ACTIVITY :: Which lines of the records contain the word "will"? Copy each one.

(Collected data entries)
____________________
PR #2794, opened 2024-01-02
Parallelize tests

seallard:
## Description
Run tests in parallel using as many threads as there are cores available for the runner. The macos-13 runner which has 4 cores finishes the tests in less than 2 min, which is about half of what it usually takes. The ubuntu runner is only a bit slower despite only having 2 cores, if we rather use that one.

### Fixed
- Parallelize test execution in CI pipeline


.github/workflows/tests_and_coverage.yml
```diff
@@ -8,7 +8,7 @@ on:
 
 jobs:
   tests-coverage:
-    runs-on: ubuntu-latest
+    runs-on: macos-13
```
islean, line 11: I think we want this as close to hasta and the vms as possible, i.e. CentOS(?) or similar.

islean (approved):
Nice initiative! I think we want to keep it to run on Linux though.

.github/workflows/tests_and_coverage.yml
seallard: Changed it to ubuntu, there are no runners with centos

PR #3566, opened 2024-08-15
Patch(clinical-delivery) Remove -p flag for rsync

Vince-janv:
## Description
Currently the permissions set when using rsync to transfer files to the delivery server are wrong (see [this issue](https://github.com/Clinical-Genomics/servers/issues/1430)).

This PR removes the permission flags when used for rsync. This together with changing the umask in the bashrc creates files with the correct permissions.

### Changed

- Removed -p flag for rsync


karlnyr (approved):
Nice! ✨

Vince-janv:

PR #3567, opened 2024-08-15
Operate on new samples and cases

seallard:


cg/services/order_validation_service/models/case.py
```diff
@@ -13,8 +13,20 @@ class Case(BaseModel):
...
         return enumerate(self.samples)
 
-    model_config = ConfigDict(str_min_length=1)
+    @property
+    def is_new(self) -> bool:
+        return bool(self.internal_id)
+
+    @property
+    def enumerated_new_samples(self):
+        samples = []
```
islean, line 28: This should be type hinted

cg/services/order_validation_service/workflows/tomte/models/order.py
```diff
@@ -8,3 +8,11 @@ class TomteOrder(Order):
     @property
     def enumerated_cases(self) -> enumerate[TomteCase]:
         return enumerate(self.cases)
+
+    @property
+    def enumerated_new_cases(self) -> enumerate[TomteCase]:
+        cases = []
```
islean, line 14: Type hint

islean (approved):
💯

PR #3574, opened 2024-08-15
refactor(submitters)

ChrOertlin:
### Added

-

### Changed

-

### Fixed

-

### How to prepare for test

- [ ] Use stage: `us`
    ```shell
    ```

### How to test

- [ ] Do ...

### Expected test outcome

- [ ] Check that ...

## Review

- [ ] Tests executed by

## Implementation Plan

- [ ] Document in ...
- [ ] Inform to ...


cg/meta/upload/gisaid/constants.py
```diff
@@ -14,7 +14,7 @@
 ]
 
 HEADERS = [
-    "submitter",
+    "submitters",
```
ChrOertlin, line 17:
```suggestion
    "submitter",
```

cg/services/orders/order_lims_service/order_lims_service.py
```diff
@@ -0,0 +1,39 @@
...
+
+    def __init__(self, lims_api: LimsAPI):
+        self.lims_api = lims_api
+
+    @staticmethod
+    def _build_lims_sample(customer: str, samples: list[OrderInSample]) -> list[LimsSample]:
+        """Convert order input to lims interface input."""
+        samples_lims = []
+        for sample in samples:
+            dict_sample = sample.__dict__
```
islean, line 21: This conversion to a dict seems weird to me. Is there a reason for it?

ChrOertlin: Legacy code, this refactoring is not mean to address to code at that level at the moment. For now this refactoring is to inject dependencies and make future reworking easier.

cg/meta/orders/api.py
```diff
@@ -11,44 +11,36 @@
...
+        OrderType.MICROSALT: MicrobialOrderSubmitter,
+        OrderType.MIP_DNA: GenericOrderSubmitter,
+        OrderType.MIP_RNA: GenericOrderSubmitter,
+        OrderType.RML: PoolOrderSubmitter,
+        OrderType.RNAFUSION: GenericOrderSubmitter,
+        OrderType.SARS_COV_2: MicrobialOrderSubmitter,
+        OrderType.TOMTE: GenericOrderSubmitter,
     }
     if project in submitters:
         return submitters[project](lims=lims, status=status)
```
ChrOertlin, line 46: I am unsure how to build these here. Since the Submitters require dependencies, they need to be built.
we can either use a factory using multiple OrderType -> service maps 
or we use a registry where we pre-instantiate the submitters. 

I think we are a bit limited here since this all happens in flask and is bit disjoint from the rest of CG as it seems

cg/meta/orders/api.py
```diff
@@ -11,47 +11,150 @@
...
+
+    def create_order_submitter(self, order_type: OrderType) -> OrderSubmitter:
+        service_classes = order_service_mapping.get(order_type)
+
+        if not service_classes:
+            raise ValueError(f"No services found for order type: {order_type}")
+
+        lims_service, validate_service_class, store_service_class, submitter_class = service_classes
+
+        # Instantiate the necessary services
```
ChrOertlin, line 146:
```suggestion

```

cg/meta/orders/api.py
```diff
@@ -11,47 +11,150 @@
...
+        lims_service: OrderLimsService = lims_service(self.lims_api)
+        validate_service: ValidateOrderService = validate_service_class(self.status_db)
+        store_service: StoreOrderService = store_service_class(
+            store=self.status_db, lims=lims_service
+        )
+
+        # Instantiate and return the corresponding OrderSubmitter
```
ChrOertlin, line 153:
```suggestion

```

cg/meta/orders/api.py
```diff
@@ -11,47 +11,148 @@
...
+
+        lims_service: OrderLimsService = lims_service(self.lims_api)
+        validate_service: ValidateOrderService = validate_service_class(self.status_db)
+        store_service: StoreOrderService = store_service_class(
+            store=self.status_db, lims=lims_service
+        )
+
+        return submitter_class(
+            validate_order_service=validate_service,
+            store_order_service=store_service,
```
ChrOertlin, line 154: This is a factory approach, alternatively we can use a registry where we pre-initialise the different submitters elsewhere. 

It seems like flask is a bit weird where it gets the lims and statusdb connection and there is no config that we pass.

cg/services/orders/order_lims_service/order_lims_service.py
islean: Expected as much. Some comments on the PR might just be ranting about stuff that's out of scope...

seallard (commented):
I think this seems less confusing than before 👍 

Long term, I'd encourage taking a step back and thinking about why we need multiple separate "store_order_services". I think the actual variation is introduced in how the different orders are parsed. In the end, the same database records are created

cg/meta/orders/api.py
```diff
@@ -11,47 +11,148 @@
...
+    ValidateMicrobialOrderService,
+)
+from cg.services.orders.validate_order_services.validate_pool_order import ValidatePoolOrderService
 from cg.store.store import Store
 
 LOG = logging.getLogger(__name__)
 
+order_service_mapping = {
+    OrderType.BALSAMIC: (
+        OrderLimsService,
```
diitaz93, line 53: It seems like the LimsService is the same for all of them, why not instantiate it in the same way for all orders?

cg/meta/orders/api.py
```diff
@@ -11,47 +11,148 @@
...
+
+    def create_order_submitter(self, order_type: OrderType) -> OrderSubmitter:
+        service_classes = order_service_mapping.get(order_type)
+
+        if not service_classes:
+            raise ValueError(f"No services found for order type: {order_type}")
+
+        lims_service, validate_service_class, store_service_class, submitter_class = service_classes
+
+        lims_service: OrderLimsService = lims_service(self.lims_api)
```
diitaz93, line 146: so regarding my previous comment, would this be possible for all order types?
```suggestion
        lims_service = OrderLimsService(self.lims_api)
```

ChrOertlin:
> I think this seems less confusing than before 👍
> 
> Long term, I'd encourage taking a step back and thinking about why we need multiple separate "store_order_services". I think the actual variation is introduced in how the different orders are parsed. In the end, the same database records are created

Yes, I think that is the next step. To see and identify what is clutter and can be simplified. I think one of the main issues is that the OrderIn comes with different models based on OrderType hat not all have the same information which requires a different handling. (i.e. generic order, fastq, pool etc.).

cg/meta/orders/api.py
ChrOertlin: yes, I am not sure about this at the moment. Something we should discuss. I am also unsure about using a factory instead of a registry.

cg/services/orders/store_order_services/store_generic_order.py
```diff
@@ -1,99 +1,40 @@
...
-        for sample in samples:
-            if self._is_rerun_of_existing_case(sample=sample):
-                continue
-            if self.status.get_case_by_name_and_customer(
-                customer=customer, case_name=sample.family_name
-            ):
-                raise OrderError(f"Case name {sample.family_name} already in use")
-
-    def submit_order(self, order: OrderIn) -> dict:
+class StoreGenericOrderService(StoreOrderService):
```
islean, line 17: From this naming I would expect this service to work for all order flows. I think the previous name (`CaseSubmitter)` was chosen to reflect that it was used for workflows where the customers provide data about the cases as well as the samples. It was not a perfect naming but maybe it would be possible to choose a name implying something similar?

cg/meta/orders/api.py
diitaz93: I like more a pre-initialisation approach, but if Flask complains this is alternative is ok

cg/services/orders/submitters/order_submitter.py
```diff
@@ -0,0 +1,43 @@
+"""Abstract base classes for order submitters."""
+
+from abc import ABC, abstractmethod
+
+from cg.models.orders.order import OrderIn
+from cg.services.orders.order_lims_service.order_lims_service import OrderLimsService
+from cg.store.store import Store
+
+
+class ValidateOrderService(ABC):
```
islean, line 10: Should this not be in the validate_order_services folder?

cg/services/orders/submitters/order_submitter.py
```diff
@@ -0,0 +1,43 @@
...
+    @abstractmethod
+    def __init__(self, status_db: Store):
+        self.status_db = status_db
+
+    @abstractmethod
+    def validate_order(self, order_in: OrderIn):
+        pass
+
+
+class StoreOrderService(ABC):
```
islean, line 20: Should this not be in the store_order_services folder?

cg/services/orders/store_order_services/store_fastq_order_service.py
```diff
@@ -126,11 +132,28 @@ def store_items_in_status(
...
+                self.status_db.session.add_all([case, new_relationship])
 
-        self.status.session.add_all(new_samples)
-        self.status.session.commit()
+        self.status_db.session.add_all(new_samples)
+        self.status_db.session.commit()
         return new_samples
+
+    @staticmethod
+    def _fill_in_sample_ids(samples: list[dict], lims_map: dict, id_key: str = "internal_id"):
```
islean, line 145: Was there a reason for moving this from the parent class? Was it to add clarity?

cg/services/orders/submitters/fastq_order_submitter.py
```diff
@@ -0,0 +1,23 @@
+from cg.models.orders.order import OrderIn
+from cg.services.orders.store_order_services.store_fastq_order_service import StoreFastqOrderService
+from cg.services.orders.submitters.order_submitter import OrderSubmitter
+from cg.services.orders.validate_order_services.validate_fastq_order import (
+    ValidateFastqOrderService,
+)
+
+
+class FastqOrderSubmitter(OrderSubmitter):
```
islean, line 9: They get so clean now 🥳

cg/services/orders/store_order_services/store_generic_order.py
```diff
@@ -1,99 +1,40 @@
...
+
+    def __init__(
+        self,
+        status_db: Store,
+        lims_service: OrderLimsService,
+    ):
+        self.status_db = status_db
+        self.lims = lims_service
+
+    def store_order(self, order: OrderIn) -> dict:
```
diitaz93, line 37: Why does a `store` function return a dict? This is a bit confusing, maybe the storing should be one function and another "getter" function should be implemented if an order in a dict form is required

cg/services/orders/submitters/generic_order_submitter.py
```diff
@@ -0,0 +1,34 @@
...
+    def __init__(
+        self,
+        order_validation_service: ValidateGenericOrderService,
+        order_store_service: StoreGenericOrderService,
+    ):
+        self.order_validation_service = order_validation_service
+        self.order_store_service = order_store_service
+
+    def submit_order(self, order_in: OrderIn) -> dict:
+        """Submit a generic order."""
```
diitaz93, line 32: What is submitting exactly? validating, storing and returning a dict?

cg/meta/orders/api.py
islean: A bit uncertain if I understand but I guess we could instantiate them in ext.py maybe? Uncertain if that is preferable but I think we can get the lims and statusdb connection there if we want.

diitaz93 (commented):
I really like the simplification of the submission process into Validation and Storing, I think this is the way to go 💯 . It is however confusing to me that the store methods return something. Seems to me that a store method should only store data in the database, not return anything. Maybe there should be an extra step of creating an order in a dict form before validating and storing. So basically divide the submission into order creation, validation and storing.

islean (approved):
I do think this is a massive improvement!

cg/services/orders/store_order_services/store_generic_order.py
islean: The dict return object is one of the most confusing objects that I have seen and should definitely be rewritten at some point. Especially because the structure of the dict depends on the workflow. Probably not in scope though?

cg/meta/orders/api.py
ChrOertlin: This is what happens now basically. but I think with a registry it just gets instantiated once and then fetched when needed. The factory instantiates and returns on very call.

cg/services/orders/store_order_services/store_generic_order.py
ChrOertlin: Yes I agree, right now it returns something which should not be in the future. It should just take a model, translate it into database models and store the stuff. Yet, currently the submitters all return a dict. To not break functionality for now I wanted to extract the existing logic as is and improve upon it later on.

cg/services/orders/submitters/generic_order_submitter.py
ChrOertlin: Ideally submitting an order later on would be:
1. Consuming a json order / submitted order via the front end
2. Validating the order using a validator service
3. Translating the order into relevant database models via a transfer service
4. Storing these models in the database by ideally a single store service
5. Returning a Response to the end point that can be evaluated there.

This way we can encapsulate all concerns into their own modules with a single responsibility. Right now it is a bit away from that still

cg/services/orders/submitters/order_submitter.py
ChrOertlin: Yes, it was here for now just to display the overall design

cg/services/orders/submitters/order_submitter.py
ChrOertlin: Yes, it was here for now just to display the overall design

cg/services/orders/store_order_services/store_fastq_order_service.py
ChrOertlin: The overall idea is explained here:
https://github.com/Clinical-Genomics/cg/pull/3574#discussion_r1719593949

Ideally the store service will be the same for all later on with different data transfer services as required. Right now this implementation is not there as the code needs to be further disentangled.

cg/meta/orders/api.py
```diff
@@ -11,66 +11,36 @@
...
+        lims: LimsAPI,
+        status: Store,
+        osticket: OsTicket,
+        submitter_registry: OrderSubmitterRegistry,
+    ):
         super().__init__()
         self.lims = lims
         self.status = status
         self.ticket_handler: TicketHandler = TicketHandler(osticket_api=osticket, status_db=status)
+        self.submitter_registry = submitter_registry
```
ChrOertlin, line 36: opted for a registry that gets instantiated with the flask app. It is more efficient if submitters get re-used, which is the case.

cg/meta/orders/api.py
ChrOertlin: re worked into a registry

ChrOertlin:
# tests 

## Generic order submitter using mip.json

## new order portal
image

## Susy

image

## Lims

image

## Status
### samples
image
### case sample
image
### case
image
### order
image

ChrOertlin:
# tests

## pool order submitter

### order portal
image
### Susy 
image
### Lims 
image
### status
#### sample
image
#### pool
image
#### case
image
#### case sample
image
#### order
image

ChrOertlin:
I highlighted the further process to improve the order submitters in this issue here:
https://github.com/Clinical-Genomics/cg/issues/3592

cg/services/orders/validate_order_services/validate_microbial_order.py
```diff
@@ -1,29 +1,34 @@
...
+        self.status_db = status_db
 
     def validate_order(self, order: OrderIn) -> None:
-        """Validate order sample names."""
-        super().validate_order(order=order)
-        self._validate_sample_names_are_available(samples=order.samples, customer_id=order.customer)
+        if order.order_type == OrderType.SARS_COV_2:
+            self._validate_sample_names_are_available(
+                samples=order.samples, customer_id=order.customer
+            )
```
Vince-janv, line 19: Does this not warrant a `ValidateSarsCov2OrderService`? I feel like having an if-statement here defeats the purpose of the nice registry you set up earlier

cg/services/orders/store_order_services/store_fastq_order_service.py
Vince-janv: But it seems like we have a method, `_fill_in_sample_ids` which is identical in all child classes. What prevents it from being moved to `StoreOrderService`?

Vince-janv (approved):
Nice! This turned out even better than i expected ⭐ I do feel like we should test the other order types as well on stage though, before merging.

cg/services/orders/store_order_services/store_generic_order.py
ChrOertlin: All of the order generate Cases, hence why I thought Case is not really meaningful. I used Generic here since the class would be used for the most use cases we have, that is all major workflows. I clarified the docstring what it is used for.

That being said since both of you think Case is clearer I will rename it.

cg/services/orders/store_order_services/store_fastq_order_service.py
ChrOertlin: moved it, Wanted to keep the ABC classes clean with the future refactor of the store service in mind which would hopefully reduce it to a single service. But we can tackle that later on.

cg/services/orders/validate_order_services/validate_microbial_order.py
ChrOertlin: In the Improve-order-flow new backend validation services are made. I put it here with that in mind. So in the future the more "generic" validation services would be replaced and the current one would be phased out.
____________________
WORKED SOLUTION ::
Ideally the store service will be the same for all later on with different data transfer services as required. Right now this implementation is not there as the code needs to be further disentangled.
That being said since both of you think Case is clearer I will rename it.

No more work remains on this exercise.